My Mother responded by clocking me. I fell onto the cement porch with a bloody nose.
“I thought I told you to stay away from this thing!” my Mother howled. Then, she reared back and kicked the kitten…hard. Horrified, I watched its little body fly across the yard and land a good 6 or 7 feet away. It didn’t get up.
Before I could think, my Mother grabbed a handful of my hair and pulled me into the house.
I got punished.
Afterwards, I was left alone in my room. I opened up my bedroom window and called out to one of the neighborhood kids.
“Amanda, where is the kitten?”
Amanda dug the toe of her shoe into the dirt. I could tell she didn’t want to answer me.
“It was really sick, V.” she finally said.
I could feel the tears welling. “I know she’s sick. But where is she right now?”
“One of the boys…killed her.”
“They killed her?”
“Well, after you went inside, they got her. She had all those thingys all over. And there was blood coming out of her mouth. So one of the boys said they had to kill her.”
My voice broke. “How did they kill her?”
“They smashed her head with a rock. I didn’t want them to, but…”
Amanda trailed off. I didn’t reply at first. I just stood in my window and bawled.
Shamefaced, Amanda tipped her head in my direction, “We’re sorry, V.”
“It’s OK, Amanda. It wasn’t your fault. It was my fault.”
People often ask me why I bother amassing more wealth when I repeatedly claim I have everything I need. Generally, I shrug my shoulders or find some other way of avoiding the question. But the truth is, someday, I’d like to open up a pet rescue. Often, I have envisioned what it would be like. I would have many acres of lands with various heated/air conditioned buildings with their own fenced in yards. I would split the pets up based on their individual needs. For example, I’d have separate areas for feral cats, declawed cats, senior cats, aggressive dogs, submissive dogs and so on and so forth. My shelter would be no kill and no cage. Perhaps I could convince a few vets to volunteer their time for a good cause or maybe I’ll hire my own to work full time. Either way, I’d like to open up a shelter where anyone could bring injured or unwanted pets, no questions asked. And even if I couldn’t adopt them all out to loving homes, I could make sure they lived their lives in relative comfort…as opposed to dying on the street or rotting in cages at the local pound. This has always been a very vivid dream of mine.
After this story, I guess it’s pretty obvious where I stand on the Michael Vick issue.
For those of you who haven’t heard, the Atlanta Falcon’s quarterback, Michael Vick, was indicted by the grand jury on charges of sponsoring and participating in dog fighting. If that’s not disgusting enough, Vick and his cronies killed weaker dogs (or dogs unwilling to fight) using absolutely deplorable, inhumane methods such as drowning, electrocution, hanging, or slamming their poor bodies into the ground.
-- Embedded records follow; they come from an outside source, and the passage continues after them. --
PR #1477, opened 2022-03-21
feat: Update breakdown/diff summary wording

### LINKED ISSUE #1459: Disable "Add cost estimates to your pull requests: https://infracost.io/cicd" output
Hello everyone, 

Like written in this issue, I would to know if it is possible to disable the output : `Add cost estimates to your pull requests: https://infracost.io/cicd` when I am launching infracost from my computer. 

Of course, I know that this output is disabled when infracost is launched in a CI/CD. 
I saw in this [issue](https://github.com/infracost/infracost/issues/1380) that you added this output to let people knows that adding infracost `comments` in CI/CD was possible, but it would be great to be able to disable it when we want to launch infracost from computers (like during the development of a new module or new infra).

An environment variable such as `INFRACOST_SKIP_CI_MESSAGE` would be great (same idea as `INFRACOST_SKIP_UPDATE_CHECK` for updates)

Have a nice day !

vdmgolub:
Resolves  #1459.


internal/output/output.go
```diff
@@ -346,27 +344,22 @@ func (r *Root) summaryMessage(showSkipped bool) string {
...
 
+		allUsageBased := *r.Summary.TotalUsageBasedResources == *r.Summary.TotalSupportedResources
+
 		if r.Summary.TotalUsageBasedResources != nil && *r.Summary.TotalUsageBasedResources > 0 {
-			usageLink := ui.SecondaryLinkString("https://infracost.io/usage-file")
-			if *r.Summary.TotalUsageBasedResources == 1 {
-				msg += fmt.Sprintf(", 1 includes usage-based costs, see %s", usageLink)
-			} else {
-				msg += fmt.Sprintf(", %d include usage-based costs, see %s", *r.Summary.TotalUsageBasedResources, usageLink)
+			usageBasedCount := "from which 1 includes"
```
aliscott, line 350: "from which" or "of which"? I think "of which" is correct because you'd say "two of them".

aliscott (approved):
LGTM

internal/output/output.go
vdmgolub: English is hard :) In this case we can put the number first, right? `1 of which includes`/`20 of which include`.

PR #1479, opened 2022-03-21
feat: add codeql vulnerability scanning

hugorut:
Adds codeql workflow which is run on pr, master and on a cron schedule (weekly)

### DIFF
--- a/.github/workflows/code-scanning.yml
+++ b/.github/workflows/code-scanning.yml
@@ -6,8 +6,8 @@ on:
   pull_request:
     branches: [ master ]
   schedule:
-    # run 00:00 every Monday
-    - cron: '00 00 * * 1'
+    # run 05:00 every Monday
+    - cron: '00 05 * * 1'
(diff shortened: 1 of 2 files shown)


.github/workflows/code-scanning.yml
```diff
@@ -0,0 +1,36 @@
+name: Scan code for vulnerabilities
+
+on:
+  push:
+    branches: [ master ]
+  pull_request:
+    branches: [ master ]
+  schedule:
+    # run 00:00 every Monday
+    - cron: '00 00 * * 1'
```
aliscott, line 10: Can we change this to 05:00 on Monday - that way there will be less time between a reported issue and us actioning it.

aliscott (approved):
LGTM

.github/workflows/code-scanning.yml
hugorut: 👍

PR #1492, opened 2022-03-25
feat: Add google_service_networking_connection

### LINKED ISSUE #1360: Add support for `google_service_networking_connection` resource
Terraform resource: https://registry.terraform.io/providers/hashicorp/google/latest/docs/resources/service_networking_connection

tim775:
## Objective:

Add support for google_service_networking_connection. Fixes #1360.

## Pricing details:

Private service connections are essentially VPC to VPC connections and and can generate "internal" egress costs in the same manner as a VPN Gateway.  Therefore this resource has the same usage cost components for egress traffic as VPN gateway:
```
    monthly_egress_data_transfer_gb: # Monthly VM-VM data transfer from VPN gateway to the following, in GB:
      same_region: 250                # VMs in the same Google Cloud region.
      us_or_canada: 100               # From a Google Cloud region in the US or Canada to another Google Cloud region in the US or Canada.
      europe: 70                      # Between Google Cloud regions within Europe.
      asia: 50                        # Between Google Cloud regions within Asia.
      south_america: 100              # Between Google Cloud regions within South America.
      oceania: 50                     # Indonesia and Oceania to/from any Google Cloud region.
      worldwide: 200                  # to a Google Cloud region on another continent.
```

## Status:

- [ ] ~~Updated the internal/resources file~~
- [ ] Created a PR to update "Supported Resources" in the [docs](https://github.com/infracost/docs/pull/191)

### DIFF
--- a/internal/providers/terraform/google/service_networking_connection.go
+++ b/internal/providers/terraform/google/service_networking_connection.go
@@ -1,0 +1,22 @@
+package google
+
+import (
+	"github.com/infracost/infracost/internal/schema"
+)
+
+func getServiceNetworkingConnectionRegistryItem() *schema.RegistryItem {
+	return &schema.RegistryItem{
+		Name:  "google_service_networking_connection",
+		RFunc: newServiceNetworkingConnection,
+	}
+}
+
+func newServiceNetworkingConnection(d *schema.ResourceData, u *schema.UsageData) *schema.Resource {
+	region := d.Get("region").String()
+	return &schema.Resource{
+		Name: d.Address,
+		SubResources: []*schema.Resource{
+			networkEgress(region, u, "Network egress", "Traffic", ComputeVPNGateway),
+		},
+	}
+}
--- a/internal/providers/terraform/google/service_networking_connection_test.go
+++ b/internal/providers/terraform/google/service_networking_connection_test.go
@@ -1,0 +1,16 @@
+package google_test
+
+import (
+	"testing"
+
+	"github.com/infracost/infracost/internal/providers/terraform/tftest"
+)
+
+func TestServiceNetworkingConnection(t *testing.T) {
+	t.Parallel()
+	if testing.Short() {
+		t.Skip("skipping test in short mode")
+	}
+
+	tftest.GoldenFileResourceTests(t, "service_networking_connection_test")
+}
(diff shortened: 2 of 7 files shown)


internal/providers/terraform/google/service_networking_connection_test.go
```diff
@@ -0,0 +1,16 @@
+package google_test
+
+import (
+	"testing"
+
+	"github.com/infracost/infracost/internal/providers/terraform/tftest"
+)
+
+func TestServiceNetworkingConnection(t *testing.T) {
```
vdmgolub, line 9: FYI resourcegen command generates tests having `GoldenFile` postfix. I wonder if we should do that or actually drop it. What do you think? It makes the test explicit, but may be redundant, as it's still a regular test.
```suggestion
func TestServiceNetworkingConnectionGoldenFile(t *testing.T) {
```

internal/providers/terraform/google/service_networking_connection.go
```diff
@@ -0,0 +1,22 @@
...
+		RFunc: newServiceNetworkingConnection,
+	}
+}
+
+func newServiceNetworkingConnection(d *schema.ResourceData, u *schema.UsageData) *schema.Resource {
+	region := d.Get("region").String()
+	return &schema.Resource{
+		Name: d.Address,
+		SubResources: []*schema.Resource{
+			networkEgress(region, u, "Network egress", "Traffic", ComputeVPNGateway),
```
vdmgolub, line 19: We could copy this function to `internal/resources/google` for now and introduce a new resource there. It may help someone who'll be migrating the other related resources.

vdmgolub (approved):

vdmgolub:
FYI, fixes for Azure tests are here: https://github.com/infracost/infracost/pull/1493

internal/providers/terraform/google/service_networking_connection_test.go
tim775: Oops, I'll stick with the convention for now.  I guess the suffix was more important when we were stilling converting everything to golden file, so it should be ok to remove now if we want.

internal/providers/terraform/google/service_networking_connection.go
tim775: Yeah I considered that and I think we should but I noticed that @sinabakh has already started that process recently (~2 weeks) so I figured I see how that plays out.

P.S. Thanks for the networkEgress work/refactor @sinabakh, it made adding this resource super easy!

internal/providers/terraform/google/service_networking_connection_test.go
vdmgolub: Sounds good, I'll change the resourcegen then. 👍

PR #1494, opened 2022-03-25
fix: get the correct instance type for EKS node groups

aliscott:
This fixes two issues:
1. When the instance type is not specified and the Terraform is applied, it was being set as an empty string instead of null so we weren't using the default.
2. The instance type specified in the EKS node group wasn't overriding the instance type in the launch template


vdmgolub (approved):
👍

PR #1498, opened 2022-03-28
chore: Update test naming in resourcegen templates

vdmgolub:
As we test resources using golden files by default, having `GoldenFile`
in the test names seems redundant.


vdmgolub:
@tim775 As discussed in your PR.

hugorut (approved):
👍

PR #1506, opened 2022-03-30
fix: Honor cache enabled flag for API Gateway

### LINKED ISSUE #1505: AWS cache memory billed for API Gateway even when disabled.
Hi there, 

Great project, thanks for making it, it seems to give us quite a bit of info. I've tried it on one of our new projects, and it seems there might be a small bug in the cost estimation.

We have an AWS API Gateway stage resource, which doesn't have caching enabled (this can be seen in the costs breakdown too). However, still the costs are calculated in the overview.

This is our config:

```
resource "aws_api_gateway_stage" "heartbeat_stage" {
  deployment_id = aws_api_gateway_deployment.heartbeat_deployment.id
  description   = "${terraform.workspace}-gateway-stage"
  rest_api_id   = aws_api_gateway_rest_api.heartbeat_api.id
  stage_name    = terraform.workspace

  depends_on = [aws_api_gateway_deployment.heartbeat_deployment]

  tags = var.custom_tags
}
```

And this is the (partial) output:

```
 Name                                                                                Monthly Qty  Unit                  Monthly Cost 
                                                                                                                                     
 module.apigateway.aws_api_gateway_rest_api.heartbeat_api                                                                    
 └─ Requests (first 333M)                                                       Monthly cost depends on usage: $3.50 per 1M requests 
                                                                                                                                     
 module.apigateway.aws_api_gateway_stage.heartbeat_stage                                                                     
 └─ Cache memory (0 GB)                                                                      730  hours                       $14.60 
                                                                                                                                     
```

So, it seems the cache memory is detected correctly, but still the monthly costs is calculated. We also tried explicitly disabling the caching (even though the default is disabled), but that has no effect on the costs.

tim775:
Fixes #1505 - Api Gateway should not estimate charges for cache unless the cache is enabled.

### DIFF
--- a/internal/providers/terraform/aws/api_gateway_stage.go
+++ b/internal/providers/terraform/aws/api_gateway_stage.go
@@ -16,6 +16,7 @@ func NewAPIGatewayStage(d *schema.ResourceData, u *schema.UsageData) *schema.Res
 		Address:          d.Address,
 		Region:           d.Get("region").String(),
 		CacheClusterSize: d.Get("cache_cluster_size").Float(),
+		CacheEnabled:     d.GetBoolOrDefault("cache_cluster_enabled", false),
 	}
 
 	r.PopulateUsage(u)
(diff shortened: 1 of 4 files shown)


aliscott (approved):
LGTM

PR #1529, opened 2022-04-03
refactor(google): resource migrations batch 11

sinabakh:
Migrate sql_database_instance alongside few case fix in registry file.

### DIFF
--- a/internal/providers/terraform/google/sql_database_instance.go
+++ b/internal/providers/terraform/google/sql_database_instance.go
@@ -1,305 +1,38 @@
 package google
 
 import (
-	"fmt"
-	"strconv"
-	"strings"
-
+	"github.com/infracost/infracost/internal/resources/google"
 	"github.com/infracost/infracost/internal/schema"
-	"github.com/shopspring/decimal"
 )
 
-type SQLInstanceDBType int
-
-const (
-	MySQL SQLInstanceDBType = iota
-	PostgreSQL
-	SQLServer
-)
-
-func GetSQLInstanceRegistryItem() *schema.RegistryItem {
+func getSQLInstanceRegistryItem() *schema.RegistryItem {
 	return &schema.RegistryItem{
 		Name:  "google_sql_database_instance",
-		RFunc: NewSQLInstance,
+		RFunc: NewSQLDatabaseInstance,
 		Notes: []string{
 			"Cloud SQL network, SQL Server license, 1-3 years commitments costs are not yet supported.",
 		},
 	}
 }
-
-func NewSQLInstance(d *schema.ResourceData, u *schema.UsageData) *schema.Resource {
-	var resource *schema.Resource
-
-	replica := false
+func NewSQLDatabaseInstance(d *schema.ResourceData, u *schema.UsageData) *schema.Resource {
+	r := &google.SQLDatabaseInstance{Address: d.Address, DatabaseVersion: d.Get("database_version").String(), Tier: d.Get("settings.0.tier").String(), Region: d.Get("region").String()}
+	if !d.IsEmpty("settings.0.ip_configuration.0.ipv4_enabled") {
+		r.UseIPV4 = d.Get("settings.0.ip_configuration.0.ipv4_enabled").Bool()
+	} else {
+		r.UseIPV4 = true // Should use ipv4 if the ipv4_enabled is empty
+	}
 	if !d.IsEmpty("replica_configuration") {
-		replica = true
+		r.ReplicaConfiguration = d.Get("replica_configuration").String()
 	}
-
-	resource = sqlDatabaseInstanceCostComponents(d, u, false, d.Address)
-	if replica {
-		resource.SubResources = append(resource.SubResources, sqlDatabaseInstanceCostComponents(d, u, true, "Replica"))
+	if !d.IsEmpty("settings.0.availability_type") {
+		r.AvailabilityType = d.Get("settings.0.availability_type").String()
 	}
-
-	return resource
-}
-
-func sqlDatabaseInstanceCostComponents(d *schema.ResourceData, u *schema.UsageData, replica bool, name string) *schema.Resource {
-	var costComponents []*schema.CostComponent
-	tier := d.Get("settings.0").Get("tier").String()
-
-	availabilityType := "ZONAL"
-	if d.Get("settings.0").Get("availability_type").Exists() && !replica {
-		availabilityType = d.Get("settings.0").Get("availability_type").String()
+	if !d.IsEmpty("settings.0.disk_type") {
+		r.DiskType = d.Get("settings.0.disk_type").String()
 	}
-
-	region := d.Get("region").String()
-	dbVersion := d.Get("database_version").String()
-	dbType := sqlInstanceDBVersionToDBType(dbVersion)
-
-	diskType := "PD_SSD"
-	if d.Get("settings.0").Get("disk_type").Exists() {
-		diskType = d.Get("settings.0").Get("disk_type").String()
+	if !d.IsEmpty("settings.0.disk_size") {
+		r.DiskSize = d.Get("settings.0.disk_size").Int()
 	}
-
-	var diskSizeGB int64 = 10
-	if d.Get("settings.0").Get("disk_size").Exists() {
-		diskSizeGB = d.Get("settings.0").Get("disk_size").Int()
-	}
-
-	if sqlInstanceTierToResourceGroup(tier) != "" && dbType != SQLServer {
-		costComponents = append(costComponents, sharedSQLInstance(tier, availabilityType, dbType, region))
-	} else if sqlInstanceTierToResourceGroup(tier) == "" && strings.Contains(tier, "db-custom-") {
-		cpu, _ := strconv.ParseInt(strings.Split(tier, "-")[2], 10, 32)
-		vCPU := decimalPtr(decimal.NewFromInt32(int32(cpu)))
-
-		costComponents = append(costComponents, cpuCostComponent(region, tier, availabilityType, dbType, vCPU))
-
-		ram, _ := strconv.ParseInt(strings.Split(tier, "-")[3], 10, 32)
-		memory := decimalPtr(decimal.NewFromInt32(int32(ram)).Div(decimal.NewFromInt(1024)))
-
-		costComponents = append(costComponents, memoryCostComponent(region, tier, availabilityType, dbType, memory))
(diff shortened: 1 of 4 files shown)


sinabakh:
The failing test is not related to the refactor

internal/resources/google/sql_database_instance.go
```diff
@@ -0,0 +1,316 @@
...
+
+type SQLInstanceDBType int
+
+const (
+	MySQL SQLInstanceDBType = iota
+	PostgreSQL
+	SQLServer
+)
+
+func sqlDatabaseInstanceCostComponents(r *SQLDatabaseInstance, replica bool, name string) *schema.Resource {
```
aliscott, line 57: I think this can be a method on the struct? Looks like there's nothing else using it.

internal/providers/terraform/google/sql_database_instance.go
```diff
@@ -1,305 +1,38 @@
...
-	description := fmt.Sprintf("%s: %s", dbTypeString, availabilityTypeString)
-
-	return description
-}
-
-func sqlInstanceStorage(region string, dbType SQLInstanceDBType, availabilityType, diskType string, diskSizeGB int64) *schema.CostComponent {
-	diskTypeHumanReadableNames := map[string]string{
-		"PD_SSD": "SSD",
-		"PD_HDD": "HDD",
+	if !d.IsEmpty("replica_configuration") {
```
aliscott, line 24: Does this need the check or can it just be included when creating the struct since it defaults to empty anyway?

internal/providers/terraform/google/sql_database_instance.go
```diff
@@ -1,305 +1,38 @@
...
+		r.ReplicaConfiguration = d.Get("replica_configuration").String()
 	}
-
-	diskTypeAPIResourceGroup := map[string]string{
-		"PD_SSD": "SSD",
-		"PD_HDD": "PDStandard",
+	if !d.IsEmpty("settings.0.availability_type") {
```
aliscott, line 27: As above, I don't think this empty check is needed.

internal/providers/terraform/google/sql_database_instance.go
```diff
@@ -1,305 +1,38 @@
...
+		r.AvailabilityType = d.Get("settings.0.availability_type").String()
 	}
-
-	if dbType == SQLServer {
-		diskType = "PD_SSD"
+	if !d.IsEmpty("settings.0.disk_type") {
```
aliscott, line 30: As above, I don't think this empty check is needed.

internal/providers/terraform/google/sql_database_instance.go
```diff
@@ -1,305 +1,38 @@
...
-		ProductFilter: &schema.ProductFilter{
-			VendorName: strPtr("gcp"),
-			Region:     strPtr("global"),
-			Service:    strPtr("Cloud SQL"),
-			AttributeFilters: []*schema.AttributeFilter{
-				{Key: "resourceGroup", Value: strPtr("IpAddress")},
-				{Key: "description", ValueRegex: strPtr("/IP address idling - hour/")},
-			},
-		},
+	if !d.IsEmpty("settings.0.disk_size") {
```
aliscott, line 33: As above, I don't think this empty check is needed, since `.Int()` will default to 0, which is what `DiskSize` defaults to anyway.

internal/resources/google/sql_database_instance.go
```diff
@@ -0,0 +1,316 @@
...
+		}
+	}
+
+	return &schema.Resource{
+		Name:           name,
+		CostComponents: costComponents,
+	}
+}
+
+func memoryCostComponent(region string, tier string, availabilityType string, dbType SQLInstanceDBType, memory *decimal.Decimal) *schema.CostComponent {
```
aliscott, line 116: Can all the below functions be on the struct so there's no risk of conflict on the package level? If they can then I think we can tidy up the arguments that are passed to it, since most of them soon be available as struct properties.

aliscott (commented):
Thanks @sinabakh! 🚀

internal/providers/terraform/google/sql_database_instance.go
```diff
@@ -1,305 +1,38 @@
...
-type SQLInstanceDBType int
-
-const (
-	MySQL SQLInstanceDBType = iota
-	PostgreSQL
-	SQLServer
 )
 
-func GetSQLInstanceRegistryItem() *schema.RegistryItem {
+func getSQLInstanceRegistryItem() *schema.RegistryItem {
```
aliscott, line 8:
```suggestion
func getSQLDatabaseInstanceRegistryItem() *schema.RegistryItem {
```

internal/resources/google/sql_database_instance.go
sinabakh: Right, fixed.

internal/providers/terraform/google/sql_database_instance.go
sinabakh: Nice catch! Fixed it. I think I might have missed it in previous PRs so we might be able to fix them later.

internal/providers/terraform/google/sql_database_instance.go
sinabakh: Applied

internal/providers/terraform/google/sql_database_instance.go
sinabakh: Applied

internal/providers/terraform/google/sql_database_instance.go
sinabakh: Applied

internal/resources/google/sql_database_instance.go
sinabakh: Great idea, applied and removed the redundant params.

internal/providers/terraform/google/sql_database_instance.go
sinabakh: applied

sinabakh:
@aliscott All comments are resolved and ready for review.

internal/resources/google/sql_database_instance.go
```diff
@@ -0,0 +1,316 @@
...
+)
+
+func (r *SQLDatabaseInstance) sqlDatabaseInstanceCostComponents(replica bool, name string) *schema.Resource {
+	var costComponents []*schema.CostComponent
+	tier := r.Tier
+
+	availabilityType := "ZONAL"
+	if r.AvailabilityType != "" && !replica {
+		availabilityType = r.AvailabilityType
+	}
```
aliscott, line 64:
```suggestion
	if r.AvailabilityType == "" || replica {
		r.AvailabilityType = "ZONAL"
	}
```
Should we change this so it sets the default struct property? That way we don't need to pass it to the the methods like `r.memoryCostComponent` and `r.cpuCostComponent` and we can just access it directly from them?

internal/resources/google/sql_database_instance.go
```diff
@@ -0,0 +1,316 @@
...
+			Service:       strPtr("Cloud SQL"),
+			ProductFamily: strPtr("ApplicationServices"),
+			AttributeFilters: []*schema.AttributeFilter{
+				{Key: "description", ValueRegex: strPtr(description)},
+			},
+		},
+	}
+}
+
+func cpuCostComponent(region string, tier string, availabilityType string, dbType SQLInstanceDBType, vCPU *decimal.Decimal) *schema.CostComponent {
```
aliscott, line 138: I think this function and all the functions below should be methods on the struct. That way they don't pollute the package namespace and we don't need to pass `region`, `tier` and `availabilityType` as args.

internal/resources/google/sql_database_instance.go
```diff
@@ -0,0 +1,316 @@
...
+	tier := r.Tier
+
+	availabilityType := "ZONAL"
+	if r.AvailabilityType != "" && !replica {
+		availabilityType = r.AvailabilityType
+	}
+
+	region := r.Region
+	dbVersion := r.DatabaseVersion
+	dbType := sqlInstanceDBVersionToDBType(dbVersion)
```
aliscott, line 68: We could make this a struct method `r.dbType()` so we don't need to pass it around to all the other methods.

internal/resources/google/sql_database_instance.go
sinabakh: Nice idea! I change this and few other fields like this.

internal/resources/google/sql_database_instance.go
sinabakh: Applied

internal/resources/google/sql_database_instance.go
sinabakh: Applied

internal/resources/google/sql_database_instance.go
```diff
@@ -0,0 +1,314 @@
...
+	}
+
+	if r.DiskSize == 0 {
+		r.DiskSize = 10
+	}
+
+	if r.sqlInstanceTierToResourceGroup() != "" && r.dbType() != SQLServer {
+		costComponents = append(costComponents, r.sharedSQLInstance())
+	} else if r.sqlInstanceTierToResourceGroup() == "" && strings.Contains(tier, "db-custom-") {
+		cpu, _ := strconv.ParseInt(strings.Split(tier, "-")[2], 10, 32)
```
aliscott, line 80: Should we check for errors here? I'm assuming `[2]` won't cause any issues because we validate there's 2 `-`s in the string above, but the `ParseInt` could cause an error.

internal/resources/google/sql_database_instance.go
```diff
@@ -0,0 +1,314 @@
...
+		vCPU := decimalPtr(decimal.NewFromInt32(int32(cpu)))
+
+		costComponents = append(costComponents, r.cpuCostComponent(vCPU))
+
+		ram, _ := strconv.ParseInt(strings.Split(tier, "-")[3], 10, 32)
```
aliscott, line 85: Should we check for errors here as well? Looks like the `[3]` could cause an `index out of range` panic and the `ParseInt` could return an error.

aliscott (commented):
Looks good, thanks @sinabakh . Two small comments about error checking. Let me know what you think.

internal/resources/google/sql_database_instance.go
sinabakh: Fixed

aliscott (approved):
LGTM

aliscott:
@sinabakh I've rebased this and fixed a conflict so it can be merged.

PR #1533, opened 2022-04-04
fix: Detect ECS Fargate launch type from capacity providers

### LINKED ISSUE #1349: `aws_ecs_service.capacity_provider_strategy` is not parsed as FARGATE deployment type
I am deploying a service and the prices that infracost is giving out seem wrong.
The main issue is it seems to think that the `aws_ecs_service` is free. Am I doing something wrong here or expecting something that cannot be done?
The resource is listed as a paid service here - https://www.infracost.io/docs/supported_resources/aws/

---

*additional context added after investigation*

Infracost uses `aws_ecs_service.launch_type` to determine what type of deployment the ecs service is (EC2/FARGATE). EC2 deployments are prices through `auto_scaling_group` and `aws_ecs_service` is marked as free.

When `aws_ecs_service.launch_type` is not specified it defaults to EC2 even if `capacity_provider_strategy` is set to a FARGATE type strategy.

We should change the `aws_ecs_service` to check `capacity_provider_strategy` block before determining the deployment type

tim775:
Fixes #1349

### DIFF
--- a/internal/providers/terraform/aws/ecs_service.go
+++ b/internal/providers/terraform/aws/ecs_service.go
@@ -1,6 +1,7 @@
 package aws
 
 import (
+	"github.com/tidwall/gjson"
 	"regexp"
 	"strconv"
 	"strings"
@@ -13,7 +14,7 @@ func getECSServiceRegistryItem() *schema.RegistryItem {
 	return &schema.RegistryItem{
 		Name:                "aws_ecs_service",
 		RFunc:               NewECSService,
-		ReferenceAttributes: []string{"task_definition"},
+		ReferenceAttributes: []string{"cluster", "task_definition"},
 	}
 }
 
@@ -36,7 +37,7 @@ func NewECSService(d *schema.ResourceData, u *schema.UsageData) *schema.Resource
 	r := &aws.ECSService{
 		Address:                        d.Address,
 		Region:                         d.Get("region").String(),
-		LaunchType:                     d.Get("launch_type").String(),
+		LaunchType:                     calcLaunchType(d),
 		DesiredCount:                   d.Get("desired_count").Int(),
 		MemoryGB:                       memoryGB,
 		VCPU:                           vcpu,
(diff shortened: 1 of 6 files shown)


internal/providers/terraform/aws/ecs_service.go
```diff
@@ -47,6 +48,88 @@ func NewECSService(d *schema.ResourceData, u *schema.UsageData) *schema.Resource
...
+	if launchType != "" {
+		return launchType
+	}
+
+	clusterRefs := d.References("cluster")
+	if len(clusterRefs) > 0 {
+		cluster := clusterRefs[0]
+
+		// check the cluster for a default capacity provider
+
```
hugorut, line 74:
```suggestion
		// check the cluster for a default capacity provider
```

hugorut, line 74:
```suggestion
		// check the cluster for a default capacity provider
```

internal/providers/terraform/aws/ecs_service.go
```diff
@@ -47,6 +48,88 @@ func NewECSService(d *schema.ResourceData, u *schema.UsageData) *schema.Resource
...
+		for _, capProvider := range cluster.References("aws_ecs_cluster_capacity_providers.cluster_name") {
+			defaultStrategies := capProvider.Get("default_capacity_provider_strategy").Array()
+			if len(defaultStrategies) > 0 {
+				lt := getCapacityProviderLaunchType(defaultStrategies)
+				if lt == "FARGATE" {
+					return lt
+				}
+				if lt != "" {
+					launchType = lt
+				}
```
hugorut, line 99:
```suggestion
				if lt != "" {
					return lt
				}
```

hugorut (approved):
🚀

internal/providers/terraform/aws/ecs_service.go
tim775: I think this suggestion isn't right because there can be multiple `aws_ecs_cluster_capacity_providers` and we want to keep looking to see if at least one supports fargate.

hugorut: makes sense

internal/providers/terraform/aws/ecs_service.go
hugorut: just new line removal - but no biggie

A lot of people have reacted to the charges against Michael Vick with stunned disbelief. They wonder to themselves how it’s possible for a person to be so sadistic and cruel to a helpless creature. Unfortunately for me, I do not have the luxury of their naiveté. After all, I saw my own Mother punt a helpless, injured kitten across my backyard without a second thought. So it’s really no surprise to me that there are other people out there just as cold and evil as she was.
Michael Vick should rot in jail or hell or both for what he did to those dogs.